[Stored items]
____________________

PR #375, opened 2026-06-08
fix(write): emit pak:recordChanges so transportable package creation works on SAP_BASIS 816

### LINKED ISSUE #374: buildPackageXml omits pak:recordChanges → transportable package creation fails on SAP_BASIS 816 ("Change recording must be activated")
## Summary
`SAPManage(action="create_package")` always fails for a **transportable** (non-`$TMP`) package on SAP_BASIS 816 with `HTTP 400 — "Change recording must be activated for package <NAME>"`. `buildPackageXml()` (`src/adt/ddic-xml.ts`) emits `<pak:attributes pak:packageType="…"/>` and never sets `pak:recordChanges`, so the backend defaults change recording to `false` (KORRFLAG = space). Local `$TMP` packages work because recording is legitimately off there.

## Repro
1. Transportable parent package, non-local software component (e.g. `softwareComponent="HOME"`, a real `transportLayer`) on on-prem S/4HANA 816.
2. A modifiable Workbench transport (request- or task-id).
3. `SAPManage(action="create_package", name="Z…_CHILD", superPackage="Z…", softwareComponent="HOME", transportLayer="…", transport="<corrNr>")`
4. → `HTTP 400 "Change recording must be activated for package Z…_CHILD"`. Both corrNr variants fail identically.
5. The same package created via abapGit succeeds with KORRFLAG=X; arc-1 `$TMP` creation also works.

## Root cause
SAP_BASIS 816 enforces a constraint requiring KORRFLAG=X for transportable packages. The ADT field `record_changes` (serialized as the attribute `pak:recordChanges` on `<pak:attributes>`) maps 1:1 to KORRFLAG via `CL_PAK_ADT_PERSIST` with **no** auto-derivation from software component / transport layer — the backend honors exactly what the client sends. The corrNr is irrelevant (the check validates the package attribute, not the transport), which is why both request-id and task-id fail identically. The gap went unnoticed because the only package E2E test uses `$TMP`, and the `buildPackageXml` unit tests assert nothing about recording. (The upstream `abap-adt-api` `createBodyPackage()` has the same gap, which is where this derives from.)

### On-the-wire confirmation
Real captured ADT GET responses show the attribute on `<pak:attributes>`: a transportable package → `pak:recordChanges="true"`, a `$TMP` package → `pak:recordChanges="false"` (e.g. `DataZooDE/erpl-adt` captured fixtures; the attribute is also used by `jfilak/sapcli` and `abapify/adt-cli`, and an analogous fix shipped in `fr0ster/mcp-abap-adt-clients`).

## Suggested fix
Emit `pak:recordChanges` on the existing `<pak:attributes>` element. Add an optional `recordChanges?: boolean` to `PackageCreateParams` that defaults, when undefined, to a transportability heuristic: `true` when `softwareComponent` is set and not `LOCAL`, `false` for LOCAL/`$TMP` (so existing local creation is unchanged). PR to follow.

## Environment
On-prem S/4HANA, SAP_BASIS (ABAP) release 816.

abat-TAO:
Fixes #374

## What
`buildPackageXml()` now emits the ADT change-recording flag `pak:recordChanges` on the `<pak:attributes>` element for transportable packages. Adds an optional `recordChanges?: boolean` to `PackageCreateParams`; when omitted it defaults to a transportability heuristic — `true` for a non-`LOCAL` software component, `false` for LOCAL/`$TMP` (attribute omitted, exactly as today).

## Why
On SAP_BASIS 816 the backend enforces a constraint requiring KORRFLAG=X for transportable (non-LOCAL) packages. The ADT field `record_changes` (serialized as `pak:recordChanges`) maps 1:1 to KORRFLAG via `CL_PAK_ADT_PERSIST` with no auto-derivation, so a payload that omits it defaults recording OFF. `buildPackageXml` never emitted the flag, so every transportable `create_package` failed with `HTTP 400 "Change recording must be activated for package <NAME>"`. Local `$TMP` creation worked because recording is legitimately off there. (The same gap exists upstream in abap-adt-api; an analogous fix shipped in fr0ster/mcp-abap-adt-clients.)

## How
- Add `recordChanges?: boolean` to `PackageCreateParams` (an explicit value overrides the heuristic).
- In `buildPackageXml()`, compute `recordChanges = params.recordChanges ?? (softwareComponent set && !== 'LOCAL')` and append `pak:recordChanges="true"` to `<pak:attributes>` when on. LOCAL/`$TMP` is unchanged (attribute omitted → backend default false), so existing local behavior is untouched.

## Test plan
- `npm test` — added `buildPackageXml` unit tests (transportable → attribute present; LOCAL/`$TMP` → absent; explicit override). Updated the one existing `intent.test.ts` create_package assertion (it uses `softwareComponent="HOME"`, so it now expects `pak:recordChanges="true"`).
- `npm run typecheck` — clean (new optional field, no signature break).
- `npm run lint` — `biome check .` clean.
- Manual / integration: created a transportable sub-package under a non-local parent (softwareComponent=HOME) with a modifiable transport on an 816 system → succeeds with KORRFLAG=X; `$TMP` creation still works.

### Confirmation of the attribute
Real captured ADT GET responses show `pak:recordChanges` as an attribute on `<pak:attributes>` — `"true"` for a transportable package, `"false"` for `$TMP`.

### DIFF
--- a/src/adt/ddic-xml.ts
+++ b/src/adt/ddic-xml.ts
@@ -58,6 +58,13 @@ export interface PackageCreateParams {
   softwareComponent?: string;
   transportLayer?: string;
   packageType?: 'development' | 'structure' | 'main';
+  /**
+   * Whether the package records changes (ADT `record_changes` -> backend KORRFLAG).
+   * When omitted, defaults to `true` for transportable packages (a non-LOCAL software
+   * component) and `false` for LOCAL/$TMP packages. SAP_BASIS 816+ rejects a transportable
+   * package created with recording off ("Change recording must be activated for package ...").
+   */
+  recordChanges?: boolean;
 }
 
 export interface ServiceBindingCreateParams {
@@ -305,6 +312,12 @@ export function buildPackageXml(params: PackageCreateParams): string {
   const superPackage = params.superPackage ?? '';
   const softwareComponent = params.softwareComponent ?? 'LOCAL';
   const transportLayer = params.transportLayer ?? '';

____________________

**Activity**
Given the records above, restate word for word only the lines starting at the one with "overrides the heuristic)." and ending at the one with "## Test plan".

**Exercise result**
- Add `recordChanges?: boolean` to `PackageCreateParams` (an explicit value overrides the heuristic).
- In `buildPackageXml()`, compute `recordChanges = params.recordChanges ?? (softwareComponent set && !== 'LOCAL')` and append `pak:recordChanges="true"` to `<pak:attributes>` when on. LOCAL/`$TMP` is unchanged (attribute omitted → backend default false), so existing local behavior is untouched.

## Test plan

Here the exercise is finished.